Executive summary

This document provides a detailed security reference architecture for Cloudera Private Cloud Base and is accompanied by a series of blog posts. The architecture reflects the four pillars of security engineering best practice, Perimeter, Data, Access and Visibility.

The release of CDP Private Cloud Base has seen a number of significant enhancements to the security architecture including:

  • Apache Ranger for security policy management

  • Updated Ranger Key Management service

This document is intended as a reference guide only and is not a runbook or configuration manual. Cloudera recommends that you undertake your own security design activity in conjunction with Cloudera Professional Services, and where appropriate conduct third party assurances.

Note also that effective security is not just a combination of physical controls and system architecture but also organizational best practices around password/credential management, joiners-movers-leavers processes, group and privilege management, audit and compliance, separation of duties and physical access controls.

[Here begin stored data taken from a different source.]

PR #6125, opened 2020-09-23
Add option to disable Matcher errors

adrianeboyd:
## Description

So that the `AttributeRuler` component runs and doesn't produce cryptic errors when some pipeline components are disabled:

* Add option to disable Matcher errors when a doc doesn't contain a particular type of annotation

Minor additional change:

* Update `AttributeRuler.load_from_morph_rules` to allow direct `MORPH`
values

### Types of change

Enhancement.

## Checklist

### DIFF
--- a/spacy/matcher/matcher.pyx
+++ b/spacy/matcher/matcher.pyx
@@ -195,7 +195,7 @@ cdef class Matcher:
                 else:
                     yield doc
 
-    def __call__(self, object doclike, *, as_spans=False):
+    def __call__(self, object doclike, *, as_spans=False, suppress_errors=False):
         """Find all token sequences matching the supplied pattern.
 
         doclike (Doc or Span): The document to match over.
@@ -215,16 +215,17 @@ cdef class Matcher:
         else:
             raise ValueError(Errors.E195.format(good="Doc or Span", got=type(doclike).__name__))
         cdef Pool tmp_pool = Pool()
-        if TAG in self._seen_attrs and not doc.has_annotation("TAG"):
-            raise ValueError(Errors.E155.format(pipe="tagger", attr="TAG"))
-        if POS in self._seen_attrs and not doc.has_annotation("POS"):
-            raise ValueError(Errors.E155.format(pipe="morphologizer", attr="POS"))
-        if MORPH in self._seen_attrs and not doc.has_annotation("MORPH"):
-            raise ValueError(Errors.E155.format(pipe="morphologizer", attr="MORPH"))
-        if LEMMA in self._seen_attrs and not doc.has_annotation("LEMMA"):
-            raise ValueError(Errors.E155.format(pipe="lemmatizer", attr="LEMMA"))
-        if DEP in self._seen_attrs and not doc.has_annotation("DEP"):
-            raise ValueError(Errors.E156.format())
+        if not suppress_errors:
+            if TAG in self._seen_attrs and not doc.has_annotation("TAG"):
+                raise ValueError(Errors.E155.format(pipe="tagger", attr="TAG"))
+            if POS in self._seen_attrs and not doc.has_annotation("POS"):
+                raise ValueError(Errors.E155.format(pipe="morphologizer", attr="POS"))
+            if MORPH in self._seen_attrs and not doc.has_annotation("MORPH"):
+                raise ValueError(Errors.E155.format(pipe="morphologizer", attr="MORPH"))
+            if LEMMA in self._seen_attrs and not doc.has_annotation("LEMMA"):
+                raise ValueError(Errors.E155.format(pipe="lemmatizer", attr="LEMMA"))
+            if DEP in self._seen_attrs and not doc.has_annotation("DEP"):
+                raise ValueError(Errors.E156.format())
         matches = find_matches(&self.patterns[0], self.patterns.size(), doclike, length,
                                 extensions=self._extensions, predicates=self._extra_predicates)
         final_matches = []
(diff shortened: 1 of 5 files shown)


adrianeboyd:
I could totally imagine a different setting (a class setting?) or something here. I'm not particularly picky about the details, I just want the functionality because otherwise there are going to be headaches with the default pipelines and the attribute ruler.

honnibal:
I think it makes sense to have a pipeline component that can match on more patterns than are set at one particular time. Like, you should be able to use the same patterns, and see how much more precise the matcher becomes when you have POS tags available vs when you don't. So I support the idea behind this.

`suppress_errors` sounds sort of ominous (and vague) though. How about `allow_missing`?

adrianeboyd:
`missing` is even more vague? I suppose there's no harm in a long option like `allow_missing_annotation`? But that's not even really accurate, since the docs only have to be partially annotated. Hmm...

adrianeboyd:
`skip_annotation_checks`?

honnibal:
I think we should just go with `allow_missing`. I think it's clear and memorable enough, it's not like either documents, patterns or anything else could be "missing". The only thing that can be missing are the values for the attributes. The problem I had with `suppress_errors` is that the user is wondering what type of errors? All errors?

spacy/matcher/matcher.pyx
```diff
@@ -195,7 +195,7 @@ cdef class Matcher:
                 else:
                     yield doc
 
-    def __call__(self, object doclike, *, as_spans=False):
+    def __call__(self, object doclike, *, as_spans=False, suppress_errors=False):
```
honnibal, line 198:
```suggestion
    def __call__(self, object doclike, *, as_spans=False, allow_missing=False):
```

spacy/matcher/matcher.pyx
```diff
@@ -215,16 +215,17 @@ cdef class Matcher:
...
-            raise ValueError(Errors.E155.format(pipe="tagger", attr="TAG"))
-        if POS in self._seen_attrs and not doc.has_annotation("POS"):
-            raise ValueError(Errors.E155.format(pipe="morphologizer", attr="POS"))
-        if MORPH in self._seen_attrs and not doc.has_annotation("MORPH"):
-            raise ValueError(Errors.E155.format(pipe="morphologizer", attr="MORPH"))
-        if LEMMA in self._seen_attrs and not doc.has_annotation("LEMMA"):
-            raise ValueError(Errors.E155.format(pipe="lemmatizer", attr="LEMMA"))
-        if DEP in self._seen_attrs and not doc.has_annotation("DEP"):
-            raise ValueError(Errors.E156.format())
+        if not suppress_errors:
```
honnibal, line 218:
```suggestion
        if not allow_missing:
```

spacy/pipeline/attributeruler.py
```diff
@@ -79,7 +79,7 @@ def __call__(self, doc: Doc) -> Doc:
 
         DOCS: https://nightly.spacy.io/api/attributeruler#call
         """
-        matches = sorted(self.matcher(doc))
+        matches = sorted(self.matcher(doc, suppress_errors=True))
```
honnibal, line 82:
```suggestion
        matches = sorted(self.matcher(doc, allow_missing=True))
```

spacy/tests/matcher/test_matcher_api.py
```diff
@@ -316,6 +316,9 @@ def test_attr_pipeline_checks(en_vocab):
         matcher(doc2)
     with pytest.raises(ValueError):
         matcher(doc3)
+    # errors can be suppressed if desired
+    matcher(doc2, suppress_errors=True)
```
honnibal, line 320:
```suggestion
    matcher(doc2, allow_missing=True)
```

spacy/tests/matcher/test_matcher_api.py
```diff
@@ -316,6 +316,9 @@ def test_attr_pipeline_checks(en_vocab):
...
+    matcher(doc3, suppress_errors=True)
```
honnibal, line 321:
```suggestion
    matcher(doc3, allow_missing=True)
```

spacy/matcher/matcher.pyx
```diff
@@ -215,16 +215,17 @@ cdef class Matcher:
...
+            if TAG in self._seen_attrs and not doc.has_annotation("TAG"):
+                raise ValueError(Errors.E155.format(pipe="tagger", attr="TAG"))
+            if POS in self._seen_attrs and not doc.has_annotation("POS"):
+                raise ValueError(Errors.E155.format(pipe="morphologizer", attr="POS"))
+            if MORPH in self._seen_attrs and not doc.has_annotation("MORPH"):
+                raise ValueError(Errors.E155.format(pipe="morphologizer", attr="MORPH"))
+            if LEMMA in self._seen_attrs and not doc.has_annotation("LEMMA"):
+                raise ValueError(Errors.E155.format(pipe="lemmatizer", attr="LEMMA"))
+            if DEP in self._seen_attrs and not doc.has_annotation("DEP"):
+                raise ValueError(Errors.E156.format())
```
honnibal, line 228: We should probably make this a loop:

```
for attr in [TAG, POS, MORPH, LEMMA, DEP]:
    if attr in self._seen_attrs and not doc.has_annotation(attr):
        raise ValueError(Errors.E155.format(pipe="morphologizer", attr=self.strings[attr]))
```

adrianeboyd: Yeah. (This is from when the is_flags weren't easily derivable from the features and they were the same for MORPH/POS.)

PR #6128, opened 2020-09-23
replace 'nr_feature_tokens'

svlandeg:
## Description
Replace `nr_feature_tokens` (int) with `state_type` (str: "parser" or "ner") and `extra_state_tokens` (bool)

Before diving into the technologies it is worth becoming familiar with the key security principle of a layered approach that facilitates defense in depth. Each layer is defined as follows:

These multiple layers of security are applied in order to ensure the confidentiality, integrity and availability of data to meet the most robust of regulatory requirements. CDP Private Cloud Base offers 3 levels of security that implement these features

Level Security Characteristics
0 Non-secure No security configured. Non-secure clusters should never be used in production environments because they are vulnerable to any and all attacks and exploits.
1 Minimal Configured for authentication, authorization, and auditing. Authentication is first configured to ensure that users and services can access the cluster only after proving their identities. Next, authorization mechanisms are applied to assign privileges to users and user groups. Auditing procedures keep track of who accesses the cluster (and how).
2 More Sensitive data is encrypted. Key management systems handle encryption keys. Auditing has been setup for data in the metastore. System metadata is reviewed and updated regularly. Ideally, the cluster has been setup so that lineage for any data object can be traced (data governance).
3 Most The secure cluster is one in which all data, both data-at-rest and data-in-transit, is encrypted and the key management system is fault-tolerant. Auditing mechanisms comply with industry, government, and regulatory standards (PCI, HIPAA, NIST, for example), and extend from the Cluster to the other systems that integrate with it. Cluster administrators are well-trained, security procedures have been certified by an expert, and the cluster can pass technical review.

For the purposes of this document we are going to focus on the most secure level 3 security.